Ohhwehhh, du Armer...  



Markus schrieb:


> ich könnte kotzen!
> 
> @andre
> kannste nichtmal ein tool gegen solche typen schreiben?



Klar kann er Tools schreiben, wie ein Weltmeister !

:sm23:


----------



## Markus (1 Juni 2007)

Unregistrierter gast schrieb:


> Wat nu, Suppe oder Kacke ?


 
aus den ganzen suppen wird dann halt ne kacke...



Unregistrierter gast schrieb:


> Ohhwehhh, du Armer...


 
arm werde ich dabei nicht, wird nach aufwand abgerechnet...
aber du hast recht meinen psychischen verschleiss den ich bei dem anblick erleide zahlt mir keiner...


----------



## Unregistrierter gast (1 Juni 2007)

Markus schrieb:


> aber du hast recht meinen psychischen verschleiss den ich bei dem anblick erleide zahlt mir keiner...



Na, ich lad dich später mal auf meine Insel ein,
da wirst du deine Psyche in den strahlend blauen Himmel und das noch strahlendererere blaues Wasser schweifen lassen.

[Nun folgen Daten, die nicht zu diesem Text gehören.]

Issue #410, opened 2017-11-15
Support long press duration for element


jhen0409:
We have a use case of two events for different long press duration, implement by `onPressIn` and `onPressOut`.

It would be great if we could support duration for [`longPress`](https://github.com/wix/detox/blob/a1ca6c35bdc2ed8264c4e880872b2bf384a4230c/detox/src/ios/expect.js#L60).

For iOS, we could use [`actionForLongPressWithDuration`](https://github.com/google/EarlGrey/blob/master/EarlGrey/Action/GREYActions.h#L54) of EarlGrey, but I don't know how to do for Android.

LeoNatan:
Good suggestion, thanks!

PRs are welcome. Perhaps someone can assist with Android.

LeoNatan:
Thanks for implementing!

PR #412, opened 2017-11-16
Add duration of element.longPress for iOS

jhen0409:
Related to #410. I also added the test case `Long Press Me 1.5s`.

### DIFF
--- a/detox/src/ios/expect.js
+++ b/detox/src/ios/expect.js
@@ -65,9 +65,13 @@ class TapAtPointAction extends Action {
 }
 
 class LongPressAction extends Action {
-  constructor() {
+  constructor(duration) {
     super();
-    this._call = invoke.callDirectly(GreyActions.actionForLongPress());
+    if (typeof duration !== 'number') {
+      this._call = invoke.callDirectly(GreyActions.actionForLongPress());
+    } else {
+      this._call = invoke.callDirectly(GreyActions.actionForLongPressWithDuration(duration / 1000));
+    }
   }
 }
 
@@ -268,8 +272,8 @@ class Element {
   async tapAtPoint(value) {
     return await new ActionInteraction(this, new TapAtPointAction(value)).execute();
   }
-  async longPress() {
-    return await new ActionInteraction(this, new LongPressAction()).execute();
+  async longPress(duration) {
+    return await new ActionInteraction(this, new LongPressAction(duration)).execute();
   }
   async multiTap(value) {
     return await new ActionInteraction(this, new MultiTapAction(value)).execute();
--- a/detox/test/e2e/c-actions.js
+++ b/detox/test/e2e/c-actions.js
@@ -17,13 +17,18 @@ describe('Actions', () => {
     await expect(element(by.text('Long Press Working!!!'))).toBeVisible();
   });
 
+  it(':ios: should long press with duration on an element', async () => {
+    await element(by.text('Long Press Me 1.5s')).longPress(1500);
+    await expect(element(by.text('Long Press With Duration Working!!!'))).toBeVisible();
+  });
+
   it('should multi tap on an element', async () => {
     await element(by.id('UniqueId819')).multiTap(3);
     await expect(element(by.id('UniqueId819'))).toHaveText('Taps: 3');
   });
 
   it('should tap on an element at point', async () => {
-    await element(by.id('View7990')).tapAtPoint({ x: 180, y: 140 });
+    await element(by.id('View7990')).tapAtPoint({ x: 180, y: 160 });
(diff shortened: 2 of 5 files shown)


detox/src/ios/expect.js
```diff
@@ -58,9 +58,13 @@ class TapAtPointAction extends Action {
 }
 
 class LongPressAction extends Action {
-  constructor() {
+  constructor(duration) {
     super();
-    this._call = invoke.callDirectly(GreyActions.actionForLongPress());
+    if (duration) {
```
rotemmiz: let's add default value, drop the condition, and use only `GreyActions.actionForLongPressWithDuration`

detox/test/e2e/c-actions.js
```diff
@@ -17,13 +17,18 @@ describe('Actions', () => {
     await expect(element(by.text('Long Press Working!!!'))).toBeVisible();
   });
 
+  it(':ios: should long press with duration on an element', async () => {
```
rotemmiz: I don't want to create more discrepancy between iOS and Android API, I'm willing to help you add Android support as well if you need help.

detox/test/e2e/c-actions.js
```diff
@@ -17,13 +17,18 @@ describe('Actions', () => {
...
+  });
+
   it('should multi tap on an element', async () => {
     await element(by.id('UniqueId819')).multiTap(3);
     await expect(element(by.id('UniqueId819'))).toHaveText('Taps: 3');
   });
 
   it('should tap on an element at point', async () => {
-    await element(by.id('View7990')).tapAtPoint({x:180, y:140});
+    await element(by.id('View7990')).tapAtPoint({x:180, y:160});
```
rotemmiz: Why was that changed ?

jhen0409: I added [a button for new test case](https://github.com/wix/detox/pull/412/files#diff-bed70c67a493bc438deb1689cadd32ee), so the `UniqueId819` button position was changed.

rotemmiz: 👍

detox/test/e2e/c-actions.js
jhen0409: Yeah I also really want this feature can be supported for Android, if you could help will be great. Thanks. :)

generation/earl-grey/index.js
```diff
@@ -47,6 +47,7 @@ if (
 
 // Constants
 const SUPPORTED_TYPES = [
+  "CFTimeInterval",
```
DanielMSchmidt: 🎉🎉🎉

jozan:
How is this progressing? Can I help somehow? We pretty much need this feature for both platforms. :)

jozan:
Alright, I started working on this feature base on this PR.

rotemmiz:
@jozan, for Android?

jozan:
For iOS, we need this feature eventually for Android as well but even
getting iOS to work would be very nice.

I tried to rebase to master but it did not work out of the box since lot
has changed past three months especially in generation dir. Also, after
rebase both longPress and longPress(duration) did not pass tests and failed
to error from this line:
https://github.com/wix/detox/blob/master/detox/ios/Detox/MethodInvocation.m#L225
where value i was 0.

I don’t have time to debug further today.

rotemmiz:
Go away stale bot! Sorry for the huge delay. We have intention to merge this in.

LeoNatan:
Any news on this PR? Let’s merge for iOS and then in the future add for Android?

rotemmiz:
Yes, let's do it

LeoNatan:
@jhen0409 Could you please merge master and see that tests are not broken?

jhen0409:
@LeoNatan 👌

LeoNatan:
Thanks!

LeoNatan:
@yershalom Jenkins is flaky, please look why.

detox/src/ios/expect.js
```diff
@@ -65,9 +65,9 @@ class TapAtPointAction extends Action {
 }
 
 class LongPressAction extends Action {
-  constructor() {
+  constructor(duration = 750) {
```
LeoNatan: Why is the default 750? Is this what Earl Grey uses in the long press action?

jhen0409: I forgot the reason, but it should be 1000 for now.

LeoNatan: Let's instead use the default. If no param is provided, let's call the current API, but if there is provided, let's call the new API.

jhen0409:
The some style changes caused by Prettier, I reverted it.

LeoNatan:
Cool. Let’s wait for the CI and I’ll merge. Thank you for your contribution!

Ach ja, der Strand ist schneeweis...

Und mit etwas Mühe finden wir für dich auch noch Kackensuppe...

:-D


----------



## zotos (1 Juni 2007)

Markus schrieb:


> ...
> in dem sps programm waren die typischen basics eines c programms, es gab für jede schwule komponente eine "init-routine" und eine "exit-routine" und noch für jedes schwule ventil und für jede schwule pumpe eine extra fc und einen fb!!!
> ...


 Ja das kann schon übel aussehen wenn man alles schon nach aufgaben zerpflückt. Aber das passt ja noch alles ins Bild und man kann das ja noch nachvollziehen.



Markus schrieb:


> ...
> und zu allem überfluss ist die ganze kacke noch in KOP programmiert...
> ...


  Aber nach dem Satz kam es mir so vor als ob Du es mit einer gespaltenen Persönlichkeit (indirekt, also dessen Programm) zu tun hattest.

 -> Die Kombination klingt echt schlecht.


----------



## Ralle (1 Juni 2007)

Markus schrieb:


> ich habe heute an einer anlage gefummelt die eigentlich recht simpel ist. eine einfache batchanlage die nacheinander irgendwelche suppen in einen eimer dosiert und die kacke danach gut durchrührt...
> 
> für mich wäre das ganze ein netter fb mit ein par in´s und ein par out´s der max 5 netzwerke hat und indirekt beliebig viele komponenten handeln kann...
> 
> ...



Ja dann schmeiß doch den Scheiß weg und schreib einen ordentlichen FB, das ist doch sicher das Beste und *SICHERSTE* .


----------



## Markus (1 Juni 2007)

Ralle schrieb:


> Ja dann schmeiß doch den Scheiß weg und schreib einen ordentlichen FB, das ist doch sicher das Beste und *SICHERSTE* .


 
mach ich auch bzw hab ich auch.
problem ist aber noch die visu, die ist genau so scheisse und es wird nicht einfach die an eizubinden in einen schönen fb...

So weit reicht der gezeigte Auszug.